All well covered by JJ. Even Latitude noticed your comment and responded nicely.

“…FYI – I will admit to a bit of bias here, as I did a 6 month internship with USGS while in grad school. There I learned they are one of, if not the best science organization operating under the auspices of the federal government, respected by acadamia (sic), the market place and other government organizations.”
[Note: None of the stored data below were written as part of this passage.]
Issue #319, opened 2020-12-04
Drop SpecialFunctions dependency


stevengj:
The next release of SpecialFunctions will include ChainRulesCore rules: JuliaMath/SpecialFunctions.jl#238

Do we need to synchronize releases to prevent Julia from complaining about overwritten method definitions?  That is, once we update SpecialFunctions, do a new release of ChainRules shortly afterwards?

cc @devmotion

devmotion:
One could follow @oxinabox's suggestion in https://github.com/JuliaMath/SpecialFunctions.jl/pull/238#issuecomment-692900690 and introduce a check in ChainRules and releasing it before the next release of SpecialFunctions.

oxinabox:
We should do that then next breaking release of ChainRules.jl drop the dependency and the rules.

PR #320, opened 2020-12-04
Only define rules for SpecialFunctions if needed

devmotion:
This PR addresses https://github.com/JuliaDiff/ChainRules.jl/issues/319 by only defining rules for SpecialFunctions if SpecialFunctions.ChainRulesCore does not exist, as suggested by @oxinabox in https://github.com/JuliaMath/SpecialFunctions.jl/pull/238#issuecomment-692900690.

Should the same condition be added to the tests? And do you want me to bump the version?


oxinabox:
Yes let's add this to the tests and bump the version also

It will be nice for the tests and we won't see the deprecation warnings.

Can you also open an issue about dropping the SpecialFunctions dependency  and cross link that in the code?

stevengj:
Great!  Ideally, I'd like to delay tagging a new SpecialFunctions release until this is merged and tagged in ChainRules, so it would be good if you could do a 0.7.35 release with this in the near future.

oxinabox:
Will do tomorrow

oxinabox (approved):

PR #321, opened 2020-12-04
Add eigen and eigvals rules for StridedMatrix

sethaxen:
This PR adds rules for `eigen` and `eigvals`. It is very conservative and only applies for `StridedMatrix`es. Because the normalization and phase convention for `eigen` for these matrices is known, the rules can explicitly account for this, which allows us to stably test with FiniteDifferences.

A few notes:
- The rule doesn't handle degenerate matrices correctly. This can perhaos be handled in a future PR with the approach mentioned in #144 (perhaps in #179 or a follow-up). The methods that handle the normalization/phase contribution could be directly applied to that rule.
- The rule doesn't do the right thing for non-diagonal hermitian matrices, as those dispatch to `eigen(::Hermitian)`, which uses a different phase convention. That is, the rule will work in a program that is invariant to the phase convention but not one that isn't. This will be handled in a future PR for `eigen(::Hermitian)` (currently defined in #193 but will be split into its own PR)


willtebbutt:
This is great.

Would you mind adding some `@inferred` tests? I've recently come to realise that one source of performance issues in Zygote is type-instabilities in the primitives, so it would be good to start trying to clamp down on that.

sethaxen:
> Would you mind adding some `@inferred` tests? I've recently come to realise that one source of performance issues in Zygote is type-instabilities in the primitives, so it would be good to start trying to clamp down on that.

I can do that. Perhaps it would be good to add this to the testers in ChainRulesTestUtils with a configurable option like `check_inferred`, on by default.

willtebbutt:
> I can do that. Perhaps it would be good to add this to the testers in ChainRulesTestUtils with a configurable option like check_inferred, on by default.

Yes. This would be an excellent idea.

willtebbutt (approved):
I'm happy with this, modulo a patch bump.

sethaxen:
Thanks! All tests pass so I'll leave open for a few days to give others a chance to review and then merge on Tuesday.

sethaxen:
I changed the `frule`s to target the more basic mutating `eigen!` and `eigvals!`, so the test suite now needs https://github.com/JuliaDiff/ChainRulesTestUtils.jl/pull/79 to pass, and this should be re-reviewed.

willtebbutt (approved):
This looks great, and should be merged with a patch bump.

PR #322, opened 2020-12-06
Move Symmetric/Hermitian rules and tests to own file

sethaxen:
As proposed in https://github.com/JuliaDiff/ChainRules.jl/pull/193#discussion_r426280828, this PR just moves the rules for functions of `Symmetric`/`Hermitian` to their own file and does the same for the tests. Not only does this mirror the structure of LinearAlgebra (where these methods are defined in `symmetric.jl`), but with #193 and as mentioned in #321, more specializations are coming for these matrices, and this will make `structured.jl` less cluttered.

This PR does not make any changes to functionality and only exists so that these future PRs are cleanly separated from the reorg. As such I don't think it needs a bump to version number.


willtebbutt:
Seems reasonable to me.

Regarding version number: to my mind it still makes sense to bump the patch version -- my understanding of our policy is that any changes to `src` or `test` get a patch bump. It doesn't really cost us anything, so might as well 🤷

willtebbutt (approved):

A bit of a bias? One of the better laughs in this thread.
USGS may be on of the best science organizations, especially in the trenches; but if they’re going to keep producing similar science as above, they’re only direction is not better science. Shake the USGS dust from your eyes and read papers looking for the science, not the wild claims.

bushbunny
May 28, 2014 8:46 pm

Trout breed in cold weather, don’t ask me why? But our trout season ceases in June and reopens in October.

timg56
May 29, 2014 10:36 am

Lattitude,
I worked on water quality stuff. I construct and manager communications sites now.
JJ & ATheoK,
Nice doggies. Here, go play with this bone.

mubami
May 30, 2014 2:41 am

I am afraid a day will come everything will be half-done because of climate change. There should be allocation if reasonable amount of funds to learn the exact reasons of half breed trout and how to combat this menace both.